Reviewed by Jessica Sant, April 2003
  (7 of 10)


Java Extreme Programming Cookbook consists of a bunch of "recipes" for helping you to build and test Java programs through XP. Each recipe consists of a Problem, Solution, Discussion and a "See Also" pointer to where you can find more information about the topic. The recipes cover the following opensource technologies: Ant, JUnit, HTTPUnit, Mock Objects, Cactus, JUnitPerf and XDoclet.

Want define a classpath using Ant? Check out recipe 3.7. Wanna test a form in your web application? look at recipe 5.9. This book gives a bunch of good strategies to commonly encountered problems, but it's by no means a complete reference to the different technologies. But it will definitely get you started, and you'll be able to apply these different recipes to your own development environment.

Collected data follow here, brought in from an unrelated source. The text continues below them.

PR #316, opened 2021-03-15
MAINT: Bump SymEngine pin to 0.7.0

bocklund:
Checklist
  * [x] `setup.py`
  * [x] `environment-dev.yml`

### DIFF
--- a/environment-dev.yml
+++ b/environment-dev.yml
@@ -16,7 +16,7 @@ dependencies:
   - numpy>=1.13
   - pyparsing
   - python>=3.6
-  - python-symengine=0.7
+  - python-symengine=0.7.0.post1
   - scipy
   # We don't import the C++ symengine library directly in pycalphad, but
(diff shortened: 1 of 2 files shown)


richardotis (approved):
Does this need to be bumped for the post-releases?

bocklund:
> Does this need to be bumped for the post-releases?

It doesn't look like the post builds are being released on conda-forge. https://github.com/conda-forge/python-symengine-feedstock/pull/33/files

At least with conda, the single equals sign spec should match all post builds if I'm understanding correctly the [example](https://docs.conda.io/projects/conda-build/en/stable/resources/package-spec.html#examples):

> The fuzzy constraint numpy=1.11 matches 1.11, 1.11.0, 1.11.1, 1.11.2, 1.11.18, and so on.

For PyPI, assuming PEP-440 is followed, we would need `==0.7.0.*` to match the post builds [source](https://www.python.org/dev/peps/pep-0440/#version-matching)

PR #330, opened 2021-05-21
CI: Use PyPA/build to set up source distribution in deploy

bocklund:
- Use [PyPA/build](https://pypa-build.readthedocs.io/en/latest/index.html) to build distributions as recommended by [setuptools](https://setuptools.readthedocs.io/en/latest/build_meta.html#how-to-use-it). The source distribution builds and passes `twine check` as verified [here](https://github.com/pycalphad/pycalphad/runs/2641952743?check_suite_focus=true).
- Update `pyproject.toml` to explicitly use the legacy setuptools backend, which is required since we vendor a local versioneer and cannot do full PEP 517 build isolation.
- Add `long_description_content_type` to our `setup.py` to pass `twine check`


richardotis:
Thanks for working this. Does this ensure the tests are run and pass before a tagged commit is built and uploaded?

bocklund:
This particular workflow does not do that. I don't really see it as blocking because:

1. The current releasing workflow where developers upload source distributions manually doesn't necessarily ensure that the tests pass in CI
2. You can mitigate and ensure the tests pass "manually" on CI by pushing the commit you're planning to tag first to see if the tests pass. If they pass, you can tag and `git push origin master --tags` and trigger this workflow.

richardotis:
I agree that it's not a regression to do it this way and that it's fine to move forward. I would eventually like to test the exact artifacts we're uploading to PyPI, particularly once we start building platform wheels.

richardotis (approved):

PR #341, opened 2021-05-26
BLD: use setuptools_scm instead of versioneer

bocklund:
setuptools_scm is the PyPA blessed single source versioning solution. We are moving away from versioneer so we don't have to vendor it ourselves and becaue it depends on distutils which is deprecated in Python 3.10.

- Adds setuptools_scm as a runtime dependency so editable local installs can get the version dynamically
- Remove versioneer vendored module and shipped files from MANIFEST.in. We can now properly use `setuptools.build_meta` as our build system instead of `setuptools.build_meta:__legacy__`.
- Changes the version scheme to be strict [PEP 440](https://www.python.org/dev/peps/pep-0440/#version-matching). For example, our current version as of a commit on this branch is `0.8.6.dev19+gf3765968`. More version scheme details at https://github.com/pypa/setuptools_scm#default-versioning-scheme

Checklist
  * [x] `setup.py`
  * [x] `environment-dev.yml`

I checked the generated sdist and verified that the version in `PKG-INFO` matches the the one seen by `python setup.py --version`. The wheels show the version correctly in the CI as well.


richardotis:
Thanks for getting this done. This is a good step forward for compatibility with the future of Python packaging. We eventually would like to eliminate the runtime dependency on `setuptools_scm` by writing a hardcoded version file which is distributed in the packaged version, but currently PEP 517 build isolation doesn't work with editable installs using `pip install -e. `. There are workarounds, but the real fix is PEP 660: https://www.python.org/dev/peps/pep-0660/ 
Support for PEP 660 in `pip` is in progress: https://github.com/pypa/pip/pull/8212

So, for now, we can take the runtime import hit in packaged versions (for dev installs, it'll be the same) and eventually make the switch to hardcoded version files when PEP 660 is implemented.

bocklund:
I think the `__init__.py` implementation needs a small change to give `root` and `relative_to` arguments so that the dynamic versioning works for editable installs if you are outside the package directory.

bocklund:
The step didn't work in the tests. Not sure yet how to configure it to prefer the git lookup, but fall back on the version from the package metadata.

The bare `get_version()` seems to be able to look at the git version of the current directory or the package metadata. It seems like setting the `root` and `relative_to` allowed us to get the git version even from another directory with it's own git,  but it is not able to find the package metadata.

Not sure what the correct API usage for `get_version` should be, and it's not well documented.

Worst case, we do a try-except?

richardotis:
I think `get_version()` accepts keyword arguments corresponding to the entries in our `pyproject.toml`, and when we call it without those arguments, they are ignored.

bocklund:
Switched to a slightly different try/except scheme suggested by @richardotis.

The idea is that we use [this trick from StackOverflow](https://stackoverflow.com/questions/43348746/how-to-detect-if-module-is-installed-in-editable-mode/66869528#66869528) to use a file that isn't packaged as a hack for detecting if a user has a local checkout from an SCM system. If this file is present, the user has a local checkout/editable install, then we can get the version from the SCM using setuptools_scm. If the file is not present (i.e. regular installs from an sdist or a wheel), then the version c

 This adds `importlib_metadata` as an explicit dependency until we support Python 3.8 or later when `importlib.metadata` becomes part of the stdlib.

richardotis:
References for astropy's approach: https://github.com/astropy/astropy/pull/10774 https://github.com/astropy/astropy/pull/10831
Explanation for why we use a directory, instead of a single file, to exclude in `MANIFEST.in`: https://github.com/astropy/astropy/pull/10774#discussion_r501237395 https://github.com/pypa/setuptools/issues/511#issuecomment-570177072

richardotis:
Can the dependency for `importlib_metadata` be updated so it's only included for Python <3.8?

bocklund:
> Can the dependency for `importlib_metadata` be updated so it's only included for Python <3.8?

In the setup.py?

richardotis:
I was thinking in the setup.py and in the environment definition for the dev environment.

richardotis (approved):

richardotis:
It's also okay if they're just marked with a comment so we don't forget in ~2 years when Py38 support ends.

richardotis:
References for numpy ABI compatibility issues related to the release of numpy 1.20:
- https://github.com/scikit-learn-contrib/hdbscan/issues/457#issuecomment-773671043
- https://stackoverflow.com/questions/66060487/valueerror-numpy-ndarray-size-changed-may-indicate-binary-incompatibility-exp
Recommended solution using `oldest-supported-numpy` metapackage: https://numpy.org/devdocs/user/depending_on_numpy.html#build-time-dependency

richardotis (approved):

richardotis:
Getting some py37 errors at build-time, but everything seems to still build and work:
```
Collecting numpy==1.14.5; python_version == "3.7" and platform_machine != "aarch64" and platform_system != "AIX" and platform_python_implementation != "PyPy"
  Using cached numpy-1.14.5-cp37-none-win_amd64.whl (13.4 MB)
ERROR: scipy 1.6.3 has requirement numpy<1.23.0,>=1.16.5, but you'll have numpy 1.14.5 which is incompatible.
```

richardotis:
Changing `oldest-supported-numpy` to `numpy<1.20` in the `pyproject.toml` build requirements seems to work locally for me on Windows py37.

bocklund:
Things seemed to pass in reasonable time with the new pin. Do you want to give one last pass, @richardotis?

richardotis:
Editable mode seems to be working locally without errors, and it's still compatible with `python setup.py develop` so I don't have to pay the build isolation cost if I choose not to. Editable mode seems to work in my dirty Py37 working environment as well as a fresh Py38 environment.

richardotis (approved):

bocklund:
Not to suggest changing this yet again, but I think the editable workaround we are using would enable using the hard coded `write_to` mechanism instead of the import lib mechanism.

richardotis:
Open to it, but let's make it a separate PR.

bocklund:
I also tested a local development install manually as well as `pip install git+https://github.com/pycalphad/pycalphad.git@8a73bcb04c2627fb5793c626183ba0b244aa7d86`

PR #342, opened 2021-05-28
DOC/BLD: Fix documentation builds

bocklund:
- Sphinx `conf.py`: Don't load the version from a hardcoded `_version.py` (changes from #341)
- CI: Build (but don't deploy) documentation on pull requests so we can catch regressions in the docs in the future
- CI: Use pip to install rather than conda in docs builds

### DIFF
--- a/.github/workflows/docs.yaml
+++ b/.github/workflows/docs.yaml
@@ -5,7 +5,6 @@ on:
   push:
     branches:
       - develop
-      - BLD-fix-sphinx-builds
   pull_request:  # all pull requests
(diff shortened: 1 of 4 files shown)


richardotis:
I notice an error from the removed `pycalphad.refdata` module in the docbuild. Everything else looks good.

bocklund:
Thanks for catching that - I rebuilt the RST file. Eventually I'd like to see us error on all warnings.

richardotis (approved):

PR #343, opened 2021-05-29
FIX: Minimizer: CompositionSet objects set for removal are not removed

bocklund:
The `new_free_stable_compset_indices` are created after phase removal [here](https://github.com/pycalphad/pycalphad/blob/657f5ba38ef582573a31cf6646ea5528286db83b/pycalphad/core/minimizer.pyx#L816), but these new stable indices with the phases removed are essentially reset [here](https://github.com/pycalphad/pycalphad/blob/657f5ba38ef582573a31cf6646ea5528286db83b/pycalphad/core/minimizer.pyx#L841) (by the code removed in this change).

This is just one way to address this issue, maybe the most straightforward? An alternative could be set the phase amounts to the phases scheduled for removal to zero and to leave in the code that reconstructs the `new_stable_compset_indices` (which won't include the phases with new zero phase amounts).

The removed code could also fix a bug where a fixed phase is included in the free stable phase indices if it has non-zero phase amount.


richardotis (approved):

richardotis:
I checked this with the six-component steel calculation and the binary phase diagram examples, and it looks like a good change.

PR #678, opened 2018-12-24
Various conan/cmake updates 'n fixes

### LINKED ISSUE #595: Game is not responding most of the time on windows
I'm using 089ab587. When I start the game, it takes like 1 minute to get to the menu. After that it's impossible to click on anything. After a while it becomes a little more responsive [still it feels like 0.5fps], so I can click on "start new game".  After starting a new game, it becomes non responsive again, there is only sound, it almost does not render any frames, after alt-tabbing I can't bring game's window back. Task manager reports that the process "Not responding" and the game uses 1 core at 100%.

madebr:
- The `register` warnings in bullet are caused because the `__cplusplus` variable is not defined correctly: https://blogs.msdn.microsoft.com/vcblog/2018/04/09/msvc-now-correctly-reports-__cplusplus
  Fix this by adding the `/Zc:__cplusplus` compile flag
- update travis-ci.org to travis-ci.com
- tweaked cmake find scripts of SDL2 and ffmpeg a bit (they report version now + have conforming indents)
- tweaked the cmake wrapped targets a bit
- ~Merge `RW_FREEBSD`, `RW_NETBSD` and `RW_OPENBSD`: `RW_BSD`~
- set C and C++ standard explicitly as cmake properties. Do something similiar (but lower standard for microprofiler)
- I haven't tested, but I don't think the C++2017 support in Visual Studio 2015 is stellar. So do not generate projects for that Visual Studio version.
- updated conan versions of boost (1.68.0), bullet (2.87, they renamed it), openal (1.19.0), ffmpeg (4.0.2) and qt (5.12.0)
- Debugging on windows (in `Debug` build modus, not `RelWithDebInfo` modus) is currently slow because openrw, along with all dependencies, is built with the standard library containing debug symbols. So add an option `MSVC_NO_DEBUG_RUNTIME` to not use to debug runtime in any configuration type.
  I think this fixes #595.
  It would be nice if @husho can test this (by running the `create_vs_solution.py` script, building openrw and testing it)

Merry christmas! :santa:

### DIFF
--- a/cmake_configure.cmake
+++ b/cmake_configure.cmake
@@ -5,11 +5,6 @@ add_library(rw_checks INTERFACE)
 add_library(openrw::checks ALIAS rw_checks)
 target_link_libraries(rw_interface INTERFACE rw_checks)
 
-# target_compile_features(rw_interface INTERFACE cxx_std_14) is not supported by CMake 3.2
-set(CMAKE_CXX_EXTENSIONS OFF)
-set(CMAKE_CXX_STANDARD 17)
-set(CMAKE_CXX_STANDARD_REQUIRED ON)
-
 if(CMAKE_CXX_COMPILER_ID STREQUAL "GNU" OR CMAKE_CXX_COMPILER_ID STREQUAL "Clang" OR CMAKE_CXX_COMPILER_ID STREQUAL "AppleClang")
     target_compile_options(rw_interface
         INTERFACE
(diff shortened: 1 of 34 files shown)


krytarowski:
Please do not merge BSDs. There are various types of BSDs and they are no longer compatible and keep diverging for 20 years.

krytarowski:
If you want a shared ifdef, go for POSIX or UNIX, but not BSD. There are countless examples where one BSD is closer to Linux, other to Solaris, most new interfaces are done differently etc.

madebr:
@krytarowski Thanks for letting us know! I have dropped that patch.

cmake_configure.cmake
```diff
@@ -188,25 +197,36 @@ endforeach()
...
+                    "--mapping_file=${IWYU_MAPPING}"
+            )
+        endif()
+
+        set_target_properties("${ORW_TARGET}"
+            PROPERTIES
+                CXX_EXTENSIONS OFF
+                CXX_STANDARD 17
+                C_EXTENSIONS OFF
+                C_STANDARD 99
```
ShFil119: c11?

external/microprofile/CMakeLists.txt
```diff
@@ -25,4 +25,12 @@ openrw_target_apply_options(
     TARGET microprofile
 )
 
+set_target_properties(microprofile
+    PROPERTIES
+        CXX_EXTENSIONS OFF
+        CXX_STANDARD 11
+        C_EXTENSIONS OFF
+        C_STANDARD 99
```
ShFil119: also

madebr: I was trying to be conservative for microprofiler.

cmake_configure.cmake
madebr: Right now, the only C file are the gl bindings in rwcore.
This change will mean that openrw will be a c++17/c11 project.

external/microprofile/CMakeLists.txt
madebr: And it does not matter. Since microprofiler is a c++ only project.

PR #680, opened 2018-12-26
Further refactor of menu managment

ShFil119:
It also fixes weird behavior which can happen it debug mode on master. (freeze/crash) Caused by #667.

### DIFF
--- a/rwgame/MenuSystem.hpp
+++ b/rwgame/MenuSystem.hpp
@@ -3,6 +3,7 @@
 
 #include <algorithm>
 #include <functional>
+#include <initializer_list>
 #include <memory>
 #include <optional>
 #include <string>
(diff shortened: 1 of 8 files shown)


rwgame/MenuSystem.hpp
```diff
@@ -71,18 +71,14 @@ class Menu {
...
 
-    Menu(std::vector<MenuEntry> initial, int font = MenuDefaults::kFont,
+    Menu(std::initializer_list<MenuEntry>&& initial,
+         const glm::vec2& offset = glm::vec2(), int font = MenuDefaults::kFont,
          float size = 30.f)
-        : activeEntry(-1), font(font), size(size), entries(std::move(initial)) {
-    }
-
-    /**
-     * @brief creates a menu from the given menu items
```
dracc: Please consider adding some kind of comment back.

tests/test_Menu.cpp
```diff
@@ -27,9 +27,7 @@ BOOST_AUTO_TEST_CASE(menu_test_click) {
 
 BOOST_AUTO_TEST_CASE(menu_test_click_offset) {
     bool clickered = false;
```
madebr: nit: clicked?

rwgame/MenuSystem.hpp
ShFil119: Earlier to was wrapper to create ptr of `Menu` class, for optional container, plain constructor is enough.

ShFil119:
@madebr done. ;)

PR #682, opened 2019-01-03
Remove boost::filesystem; Fixes #670

### LINKED ISSUE #670: Remove boost filesystem lib and switch to c++17's
As you maybe know actually it's possible to use filesystem lib of c++17 or boost.
As we recently switched to c++17, now we can remove unneeded dependency and make cmake config a bit simpler.

Florin9doi:


tests/test_Config.cpp
```diff
@@ -92,7 +92,15 @@ class Temp {
 
 private:
     static rwfs::path getRandomFilePath(const rwfs::path &dirname) {
```
madebr: I would replace the generation of random paths with an implementation similar to the following:
```
    static std::string gen_random(size_t len) {
        constexpr std::string_view alphanum =
            "0123456789"
            "ABCDEFGHIJKLMNOPQRSTUVWXYZ"
            "abcdefghijklmnopqrstuvwxyz";
        std::default_random_engine reng(std::random_device{}());
        std::uniform_int_distribution<size_t> dist(0u, alphanum.size());
        std::string res;
        res.reserve(len);
        std::generate_n(std::back_inserter(res), len, [&]() {
            return alphanum[dist(reng)];
        });
        return res;
    }
    static rwfs::path getRandomFilePath(const rwfs::path &dirname) {
        std::string name = "openrw_test_" + gen_random(16);
        return dirname / name;
    }
```
This is more c++ :smiley:

cmake_options.cmake
```diff
@@ -12,8 +12,8 @@ option(TESTS_NODATA "Build tests for no-data testing")
 set(FAILED_CHECK_ACTION "IGNORE" CACHE STRING "What action to perform on a failed RW_CHECK (in debug mode)")
 set_property(CACHE FAILED_CHECK_ACTION PROPERTY STRINGS "IGNORE" "ABORT" "BREAKPOINT")
 
-set(FILESYSTEM_LIBRARY "BOOST" CACHE STRING "Which filesystem library to use")
-set_property(CACHE FILESYSTEM_LIBRARY PROPERTY STRINGS "CXX17" "CXXTS" "BOOST")
+set(FILESYSTEM_LIBRARY "CXX17" CACHE STRING "Which filesystem library to use")
```
madebr: This option can go completely as `CXXTS` does not make sense in c++17.

rwcore/rw/filesystem.hpp
```diff
@@ -3,51 +3,23 @@
```
madebr: This file can be removed as well, I believe.
Or at least replaced by `namespace rwfs = std::filesystem`.

cmake_configure.cmake
```diff
@@ -116,7 +116,6 @@ if(USE_CONAN)
 endif()
 
 if(FILESYSTEM_LIBRARY STREQUAL "CXX17")
```
madebr: This logic can go.

tests/test_Config.cpp
madebr: I guess my suggestion contained a bug.
`std::random_device{}()` can return the same seed if a non-deterministic source is not available.
Try this:
```
    static std::default_random_engine& getRandomEngine() {
        static std::default_random_engine defaultRandomEngine = std::default_random_engine(std::random_device{}());
        return defaultRandomEngine;
    }
    static std::string gen_random(size_t len) {
        constexpr std::string_view alphanum =
            "0123456789"
            "ABCDEFGHIJKLMNOPQRSTUVWXYZ"
            "abcdefghijklmnopqrstuvwxyz";
        std::uniform_int_distribution<size_t> dist(0u, alphanum.size());
        std::string res;
        res.reserve(len);
        std::generate_n(std::back_inserter(res), len, [&]() {
            return alphanum[dist(getRandomEngine())];
        });
        return res;
    }
```

scripts/docker/ubuntu_latest.docker
```diff
@@ -5,15 +5,14 @@ RUN apt-get update \
         build-essential \
         cmake \
         ninja-build \
-        gcc-7 \
-        g++-7 \
-        clang-6.0 \
+        gcc-8 \
```
madebr: `scripts/docker/conan_base.docker` needs the same treatment as this script.

tests/test_Config.cpp
```diff
@@ -7,16 +7,17 @@
 
 #include <fstream>
 #include <map>
+#include <random>
 
 #include <rw/debug.hpp>
-#include <rw/filesystem.hpp>
+#include <filesystem>
```
madebr: nit: you can `filesystem` to the other includes from the standard library.

cmake_options.cmake
madebr: It seems my comments were incorrect. Apple has not yet a `<filesystem>` library. It does have an experimental filesystem library though..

The organization of the recipes and consistency between the chapters is where this book lost points in its rating. Want to know how to run JUnit with Ant? look in the Ant chapter. Want to know how to run HTTPUnit with Ant? Look in the HTTPUnit chapter. The Cactus chapter has a nice recipe about ?When not to use Cactus? and the JUnitPerf chapter has a nice recipe about "When to use JUnitPerf"? it would have been VERY helpful to have such sections for EACH technology discussed in the book, but alas the book is inconsistent.

Overall, I think this is a good book to jump-start you into an XP development environment using open source technologies.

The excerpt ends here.